## Assigned task:
All lines in the data below carrying the string "hardwareUri" are to be located and copied.
(Information supplied)
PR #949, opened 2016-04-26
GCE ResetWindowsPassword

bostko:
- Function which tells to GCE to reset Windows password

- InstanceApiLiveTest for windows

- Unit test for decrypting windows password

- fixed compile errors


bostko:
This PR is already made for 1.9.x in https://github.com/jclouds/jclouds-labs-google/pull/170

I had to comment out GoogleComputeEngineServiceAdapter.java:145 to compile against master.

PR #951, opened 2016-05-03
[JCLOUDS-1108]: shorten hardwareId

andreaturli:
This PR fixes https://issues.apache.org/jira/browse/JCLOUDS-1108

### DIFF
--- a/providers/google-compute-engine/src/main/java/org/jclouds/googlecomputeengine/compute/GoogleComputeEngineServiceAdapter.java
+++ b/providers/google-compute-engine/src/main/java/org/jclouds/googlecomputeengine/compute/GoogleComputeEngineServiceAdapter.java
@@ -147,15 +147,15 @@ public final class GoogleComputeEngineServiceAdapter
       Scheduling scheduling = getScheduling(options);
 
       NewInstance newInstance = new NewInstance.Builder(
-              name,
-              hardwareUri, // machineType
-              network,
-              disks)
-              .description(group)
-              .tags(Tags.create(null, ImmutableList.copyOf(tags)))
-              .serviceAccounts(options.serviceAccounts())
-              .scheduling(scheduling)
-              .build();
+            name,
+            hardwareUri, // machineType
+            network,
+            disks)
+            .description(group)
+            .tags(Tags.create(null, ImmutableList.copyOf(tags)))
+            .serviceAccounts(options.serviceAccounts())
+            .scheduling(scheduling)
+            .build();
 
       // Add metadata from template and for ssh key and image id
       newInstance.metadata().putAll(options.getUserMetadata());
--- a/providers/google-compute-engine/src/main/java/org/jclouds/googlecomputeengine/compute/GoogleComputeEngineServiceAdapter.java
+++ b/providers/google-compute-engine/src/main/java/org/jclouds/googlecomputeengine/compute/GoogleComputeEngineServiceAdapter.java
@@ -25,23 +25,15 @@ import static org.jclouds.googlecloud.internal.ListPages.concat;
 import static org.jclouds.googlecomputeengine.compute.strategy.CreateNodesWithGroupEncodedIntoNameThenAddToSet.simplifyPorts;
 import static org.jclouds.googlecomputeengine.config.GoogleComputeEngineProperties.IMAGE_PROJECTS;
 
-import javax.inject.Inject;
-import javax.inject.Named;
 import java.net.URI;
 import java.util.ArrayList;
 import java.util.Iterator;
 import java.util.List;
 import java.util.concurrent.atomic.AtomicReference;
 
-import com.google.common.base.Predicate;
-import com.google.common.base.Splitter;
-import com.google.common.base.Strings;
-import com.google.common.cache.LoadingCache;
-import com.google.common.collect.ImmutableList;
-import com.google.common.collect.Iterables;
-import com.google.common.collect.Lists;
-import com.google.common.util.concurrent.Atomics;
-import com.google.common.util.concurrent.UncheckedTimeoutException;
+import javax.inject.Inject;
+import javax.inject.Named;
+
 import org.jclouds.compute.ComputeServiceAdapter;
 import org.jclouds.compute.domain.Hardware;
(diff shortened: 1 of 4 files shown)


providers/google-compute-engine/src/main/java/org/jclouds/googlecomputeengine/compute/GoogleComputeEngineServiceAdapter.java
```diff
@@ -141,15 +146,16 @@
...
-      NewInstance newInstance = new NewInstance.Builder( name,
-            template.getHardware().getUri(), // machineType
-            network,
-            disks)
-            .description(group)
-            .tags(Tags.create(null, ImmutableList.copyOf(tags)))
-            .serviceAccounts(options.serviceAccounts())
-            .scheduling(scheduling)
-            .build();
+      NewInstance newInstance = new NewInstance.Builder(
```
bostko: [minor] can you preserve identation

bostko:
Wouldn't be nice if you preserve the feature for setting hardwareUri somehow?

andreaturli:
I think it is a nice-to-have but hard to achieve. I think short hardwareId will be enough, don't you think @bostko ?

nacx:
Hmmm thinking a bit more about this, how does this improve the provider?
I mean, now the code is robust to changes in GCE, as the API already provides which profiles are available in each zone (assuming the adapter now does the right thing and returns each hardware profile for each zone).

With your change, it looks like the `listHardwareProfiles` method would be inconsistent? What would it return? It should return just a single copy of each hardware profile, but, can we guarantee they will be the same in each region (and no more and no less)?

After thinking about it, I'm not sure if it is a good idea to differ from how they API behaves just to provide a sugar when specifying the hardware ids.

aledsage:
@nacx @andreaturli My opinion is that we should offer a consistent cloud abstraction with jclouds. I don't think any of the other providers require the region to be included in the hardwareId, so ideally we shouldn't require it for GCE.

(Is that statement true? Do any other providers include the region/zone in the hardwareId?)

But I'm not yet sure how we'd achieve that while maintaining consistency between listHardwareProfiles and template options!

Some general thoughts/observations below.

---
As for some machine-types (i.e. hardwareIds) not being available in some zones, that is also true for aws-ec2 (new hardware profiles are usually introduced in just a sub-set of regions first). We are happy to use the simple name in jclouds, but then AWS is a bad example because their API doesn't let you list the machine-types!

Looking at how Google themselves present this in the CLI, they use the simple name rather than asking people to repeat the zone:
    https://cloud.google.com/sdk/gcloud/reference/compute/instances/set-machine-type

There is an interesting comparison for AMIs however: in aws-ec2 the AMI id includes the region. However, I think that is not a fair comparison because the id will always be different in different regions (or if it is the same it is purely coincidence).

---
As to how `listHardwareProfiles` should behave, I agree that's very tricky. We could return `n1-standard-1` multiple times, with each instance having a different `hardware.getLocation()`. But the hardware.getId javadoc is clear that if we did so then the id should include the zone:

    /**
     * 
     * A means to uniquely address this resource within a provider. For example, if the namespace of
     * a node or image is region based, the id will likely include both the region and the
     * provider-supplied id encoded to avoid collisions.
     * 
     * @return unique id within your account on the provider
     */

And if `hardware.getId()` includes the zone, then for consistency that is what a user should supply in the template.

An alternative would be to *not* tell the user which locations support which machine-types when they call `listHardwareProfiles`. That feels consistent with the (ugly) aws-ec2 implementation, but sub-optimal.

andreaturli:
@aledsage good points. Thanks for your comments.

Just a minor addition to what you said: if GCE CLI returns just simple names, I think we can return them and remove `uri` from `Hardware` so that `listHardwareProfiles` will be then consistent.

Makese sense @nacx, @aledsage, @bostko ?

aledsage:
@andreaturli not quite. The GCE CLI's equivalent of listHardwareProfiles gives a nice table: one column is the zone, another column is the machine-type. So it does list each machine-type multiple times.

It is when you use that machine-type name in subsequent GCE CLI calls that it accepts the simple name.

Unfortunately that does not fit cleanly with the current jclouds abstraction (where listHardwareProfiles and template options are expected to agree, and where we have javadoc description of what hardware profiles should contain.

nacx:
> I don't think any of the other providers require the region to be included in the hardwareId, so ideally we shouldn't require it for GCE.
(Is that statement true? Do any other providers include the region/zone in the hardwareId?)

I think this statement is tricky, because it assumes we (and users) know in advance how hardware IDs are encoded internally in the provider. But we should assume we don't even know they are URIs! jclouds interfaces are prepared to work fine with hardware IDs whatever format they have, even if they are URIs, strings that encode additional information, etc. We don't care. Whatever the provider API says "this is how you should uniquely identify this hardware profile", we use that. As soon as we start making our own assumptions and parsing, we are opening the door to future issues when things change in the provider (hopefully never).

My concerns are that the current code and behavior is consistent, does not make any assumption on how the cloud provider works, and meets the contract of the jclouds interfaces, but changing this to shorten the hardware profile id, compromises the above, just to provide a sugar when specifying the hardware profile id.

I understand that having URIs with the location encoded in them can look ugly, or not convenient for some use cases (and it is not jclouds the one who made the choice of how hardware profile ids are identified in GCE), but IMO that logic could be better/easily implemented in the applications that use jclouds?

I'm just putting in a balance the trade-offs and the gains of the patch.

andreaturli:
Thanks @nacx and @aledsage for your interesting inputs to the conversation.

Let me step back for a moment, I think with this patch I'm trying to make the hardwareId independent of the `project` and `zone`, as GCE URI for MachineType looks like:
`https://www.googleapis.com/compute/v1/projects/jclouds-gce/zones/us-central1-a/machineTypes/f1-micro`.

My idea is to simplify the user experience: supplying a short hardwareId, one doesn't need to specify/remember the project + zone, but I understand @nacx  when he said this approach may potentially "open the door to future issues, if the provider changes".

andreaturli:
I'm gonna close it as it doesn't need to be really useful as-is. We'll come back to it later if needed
(End Information supplied)
## Response to this task:
-              hardwareUri, // machineType
+            hardwareUri, // machineType
Wouldn't be nice if you preserve the feature for setting hardwareUri somehow?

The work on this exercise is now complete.